Segment Start: Entries shown

Issue #428, opened 2019-02-25
cli: show (inputs|outputs) with more info


jirikuncar:
**Is your feature request related to a problem? Please describe.**

Display workflow, creation/modification date for inputs and outputs (`-v|--verbose` or `--format=table`).

**Describe the solution you'd like**
Use `tabular` output.

**Additional context**
Make sure the `pre-commit` hooks are working.

PR #1524, opened 2020-09-15
feat(cli): verbose output for renku show

mohammad-sdsc:
# Description

Detailed output for `renku show inputs/outputs`

Fixes https://github.com/SwissDataScienceCenter/renku-python/issues/428

### DIFF
--- a/renku/cli/show.py
+++ b/renku/cli/show.py
@@ -86,7 +86,19 @@ respectively.
    $ echo $?  # last command finished with an error code
    1
 
+You can use the ``-v`` or ``--verbose`` flag to print detailed information
+in a tabular format.
+
+.. code-block:: console
+
+   $ renku show inputs -v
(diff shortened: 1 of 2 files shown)


renku/cli/show.py
```diff
@@ -151,29 +168,28 @@ def siblings(client, revision, flat, verbose, paths):
 
 @show.command()
 @click.option("--revision", default="HEAD")
-@click.argument(
-    "paths", type=click.Path(exists=True, dir_okay=False), nargs=-1,
-)
+@click.option("-v", "--verbose", is_flag=True)
```
Panaetius, line 171: should we add a `-c`/`--columns` flag similar to other commands?

mohammad-sdsc: I don't think it's required here because the information that we show are limited where all of them fit in the screen.

Panaetius (approved):
Thank you!

Issue #1416, opened 2020-07-28
feat(cli): add support to follow link on dataset add and import


jsam:
When adding or importing data behind shorthand URL versions, renku does not follow the link to the data but reports that no data is found. 

To reproduce the issue:

1. Create a link to a data using any custom URL shortener service (I hear https://bitly.com/ is lately popular) 
2. Try to import your data using the link

Proposed solution:
* Renku should try to follow redirects in such cases

PR #1528, opened 2020-09-17
chore: follow redirects

jsam:
closes: #1416


Panaetius:
Uhm, this is a duplicate of https://github.com/SwissDataScienceCenter/renku-python/pull/1516 no?

jsam:
I think it doesn't duplicate since you have that part for HEAD, and I have for GET. I think we can merge both as is and close the ticket. :)

Panaetius (approved):
Thanks :)

PR #2316, opened 2021-09-07
feat(cli): add renku workflow inputs/outputs

### LINKED ISSUE #2261: implement renku show with new storage backend
`renku show` (sub)commands are currently not implemented with the new database backend and should be reimplemented.

The main command that is important is `renku show outputs`, which is used by the pre-commit hook to check if any generated output files have been modified by the user.

`renku show inputs` is second priority, with `renku show siblings` being lowest priority.

The `--revision` flag for these commands doesn't make sense anymore. It never shows the status at a revision, instead if would just limit the `paths` argument to paths touched in commits from revision..HEAD, which still just looking at the metadata in HEAD. So I think this can be left out.

Panaetius:
closes #2261


renku/core/commands/workflow.py
```diff
@@ -301,3 +302,73 @@ def _export_workflow(
...
+        path = Path(p).resolve().relative_to(client.path)
+        if path.is_dir():
+            target_dirs.append(str(path))
+        else:
+            target_files.add(path)
+
+    result = set()
+
+    for target_file in target_files:
+        if target_file in files or any(str(target_file).startswith(d) for d in dirs):
```
mohammad-sdsc, line 335: It's safer to check `any(Path(d) in Path(target_file).parents for d in dirs)` since `startswith` can be true for partial matches.

renku/core/commands/workflow.py
```diff
@@ -301,3 +302,73 @@ def _export_workflow(
...
+            result.add(str(target_file))
+
+    for target_dir in target_dirs:
+        if target_dir in dirs or any((str(f).startswith(target_dir) for f in files)):
```
mohammad-sdsc, line 339: same as the previous comment.

renku/cli/workflow.py
```diff
@@ -534,3 +555,41 @@ def export(workflow_name, format, output, values):
...
+
+    <PATHS>    Limit results to these paths.
+    """
+    result = workflow_inputs_command().build().execute(paths=paths)
+
+    input_paths = result.output
+
+    click.echo("\n".join(input_paths))
+
+    ctx.exit(0 if not paths or len(input_paths) == len(paths) else 1)
```
mohammad-sdsc, line 574: Do we need a similar check as the `output` to cover directories?

renku/data/pre-commit.sh
```diff
@@ -39,34 +39,6 @@ if [ ${#MODIFIED_FILES[@]} -ne 0 ] || [ ${#ADDED_FILES[@]} -ne 0 ]; then
 fi
 
 if [ ${#MODIFIED_FILES[@]} -ne 0 ] ; then
-  MODIFIED_OUTPUTS=$(renku show outputs "${MODIFIED_FILES[@]}")
```
mohammad-sdsc, line 42: Should we create a followup story for this?

tests/cli/test_workflow.py
```diff
@@ -295,3 +295,29 @@ def _get_plan_id(output):
...
+def test_workflow_show_outputs_with_directory(runner, client, run):
+    """Output files in directory are not shown as separate outputs."""
+    base_sh = ["bash", "-c", 'DIR="$0"; mkdir -p "$DIR"; ' 'for x in "$@"; do touch "$DIR/$x"; done']
+
+    assert 0 == run(args=["run"] + base_sh + ["output", "foo", "bar"])
+    assert (client.path / "output" / "foo").exists()
+    assert (client.path / "output" / "bar").exists()
+
+    cmd = ["workflow", "outputs"]
+    # result = runner.invoke(cli, cmd)
```
mohammad-sdsc, line 309: Should these lines be uncommented?

mohammad-sdsc (commented):
Thanks Ralf! Please see the comments.

tests/cli/test_workflow.py
Panaetius: right, left-over from debugging

renku/data/pre-commit.sh
Panaetius: I tested it and modifying outputs didn't seem to break anything, so I don't think we need a followup story

renku/cli/workflow.py
Panaetius: This is how the original show inputs worked. I honestly don't know why it differs from output.

renku/core/commands/workflow.py
```diff
@@ -301,3 +302,73 @@ def _export_workflow(
...
+        if path.is_dir():
+            dirs.append(str(path))
+        else:
+            files.add(path)
+
+    target_dirs = []
+    target_files = set()
+
+    for p in target_paths:
+        path = Path(p).resolve().relative_to(client.path)
```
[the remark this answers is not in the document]
Panaetius: It's not entities. I use the keys of the `activities-by-generation` index, which are strings.

mohammad-sdsc (approved):
Thank you!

Segment End: Entries shown

What is needed:
Please write out the records above once more, exactly and completely.

Answer for the task:
Issue #428, opened 2019-02-25
cli: show (inputs|outputs) with more info


jirikuncar:
**Is your feature request related to a problem? Please describe.**

Display workflow, creation/modification date for inputs and outputs (`-v|--verbose` or `--format=table`).

**Describe the solution you'd like**
Use `tabular` output.

**Additional context**
Make sure the `pre-commit` hooks are working.

PR #1524, opened 2020-09-15
feat(cli): verbose output for renku show

mohammad-sdsc:
# Description

Detailed output for `renku show inputs/outputs`

Fixes https://github.com/SwissDataScienceCenter/renku-python/issues/428

### DIFF
--- a/renku/cli/show.py
+++ b/renku/cli/show.py
@@ -86,7 +86,19 @@ respectively.
    $ echo $?  # last command finished with an error code
    1
 
+You can use the ``-v`` or ``--verbose`` flag to print detailed information
+in a tabular format.
+
+.. code-block:: console
+
+   $ renku show inputs -v
(diff shortened: 1 of 2 files shown)


renku/cli/show.py
```diff
@@ -151,29 +168,28 @@ def siblings(client, revision, flat, verbose, paths):
 
 @show.command()
 @click.option("--revision", default="HEAD")
-@click.argument(
-    "paths", type=click.Path(exists=True, dir_okay=False), nargs=-1,
-)
+@click.option("-v", "--verbose", is_flag=True)
```
Panaetius, line 171: should we add a `-c`/`--columns` flag similar to other commands?

mohammad-sdsc: I don't think it's required here because the information that we show are limited where all of them fit in the screen.

Panaetius (approved):
Thank you!

Issue #1416, opened 2020-07-28
feat(cli): add support to follow link on dataset add and import


jsam:
When adding or importing data behind shorthand URL versions, renku does not follow the link to the data but reports that no data is found. 

To reproduce the issue:

1. Create a link to a data using any custom URL shortener service (I hear https://bitly.com/ is lately popular) 
2. Try to import your data using the link

Proposed solution:
* Renku should try to follow redirects in such cases

PR #1528, opened 2020-09-17
chore: follow redirects

jsam:
closes: #1416


Panaetius:
Uhm, this is a duplicate of https://github.com/SwissDataScienceCenter/renku-python/pull/1516 no?

jsam:
I think it doesn't duplicate since you have that part for HEAD, and I have for GET. I think we can merge both as is and close the ticket. :)

Panaetius (approved):
Thanks :)

PR #2316, opened 2021-09-07
feat(cli): add renku workflow inputs/outputs

### LINKED ISSUE #2261: implement renku show with new storage backend
`renku show` (sub)commands are currently not implemented with the new database backend and should be reimplemented.

The main command that is important is `renku show outputs`, which is used by the pre-commit hook to check if any generated output files have been modified by the user.

`renku show inputs` is second priority, with `renku show siblings` being lowest priority.

The `--revision` flag for these commands doesn't make sense anymore. It never shows the status at a revision, instead if would just limit the `paths` argument to paths touched in commits from revision..HEAD, which still just looking at the metadata in HEAD. So I think this can be left out.

Panaetius:
closes #2261


renku/core/commands/workflow.py
```diff
@@ -301,3 +302,73 @@ def _export_workflow(
...
+        path = Path(p).resolve().relative_to(client.path)
+        if path.is_dir():
+            target_dirs.append(str(path))
+        else:
+            target_files.add(path)
+
+    result = set()
+
+    for target_file in target_files:
+        if target_file in files or any(str(target_file).startswith(d) for d in dirs):
```
mohammad-sdsc, line 335: It's safer to check `any(Path(d) in Path(target_file).parents for d in dirs)` since `startswith` can be true for partial matches.

renku/core/commands/workflow.py
```diff
@@ -301,3 +302,73 @@ def _export_workflow(
...
+            result.add(str(target_file))
+
+    for target_dir in target_dirs:
+        if target_dir in dirs or any((str(f).startswith(target_dir) for f in files)):
```
mohammad-sdsc, line 339: same as the previous comment.

renku/cli/workflow.py
```diff
@@ -534,3 +555,41 @@ def export(workflow_name, format, output, values):
...
+
+    <PATHS>    Limit results to these paths.
+    """
+    result = workflow_inputs_command().build().execute(paths=paths)
+
+    input_paths = result.output
+
+    click.echo("\n".join(input_paths))
+
+    ctx.exit(0 if not paths or len(input_paths) == len(paths) else 1)
```
mohammad-sdsc, line 574: Do we need a similar check as the `output` to cover directories?

renku/data/pre-commit.sh
```diff
@@ -39,34 +39,6 @@ if [ ${#MODIFIED_FILES[@]} -ne 0 ] || [ ${#ADDED_FILES[@]} -ne 0 ]; then
 fi
 
 if [ ${#MODIFIED_FILES[@]} -ne 0 ] ; then
-  MODIFIED_OUTPUTS=$(renku show outputs "${MODIFIED_FILES[@]}")
```
mohammad-sdsc, line 42: Should we create a followup story for this?

tests/cli/test_workflow.py
```diff
@@ -295,3 +295,29 @@ def _get_plan_id(output):
...
+def test_workflow_show_outputs_with_directory(runner, client, run):
+    """Output files in directory are not shown as separate outputs."""
+    base_sh = ["bash", "-c", 'DIR="$0"; mkdir -p "$DIR"; ' 'for x in "$@"; do touch "$DIR/$x"; done']
+
+    assert 0 == run(args=["run"] + base_sh + ["output", "foo", "bar"])
+    assert (client.path / "output" / "foo").exists()
+    assert (client.path / "output" / "bar").exists()
+
+    cmd = ["workflow", "outputs"]
+    # result = runner.invoke(cli, cmd)
```
mohammad-sdsc, line 309: Should these lines be uncommented?

mohammad-sdsc (commented):
Thanks Ralf! Please see the comments.

tests/cli/test_workflow.py
Panaetius: right, left-over from debugging

renku/data/pre-commit.sh
Panaetius: I tested it and modifying outputs didn't seem to break anything, so I don't think we need a followup story

renku/cli/workflow.py
Panaetius: This is how the original show inputs worked. I honestly don't know why it differs from output.

renku/core/commands/workflow.py
```diff
@@ -301,3 +302,73 @@ def _export_workflow(
...
+        if path.is_dir():
+            dirs.append(str(path))
+        else:
+            files.add(path)
+
+    target_dirs = []
+    target_files = set()
+
+    for p in target_paths:
+        path = Path(p).resolve().relative_to(client.path)
```
[the remark this answers is not in the document]
Panaetius: It's not entities. I use the keys of the `activities-by-generation` index, which are strings.

mohammad-sdsc (approved):
Thank you!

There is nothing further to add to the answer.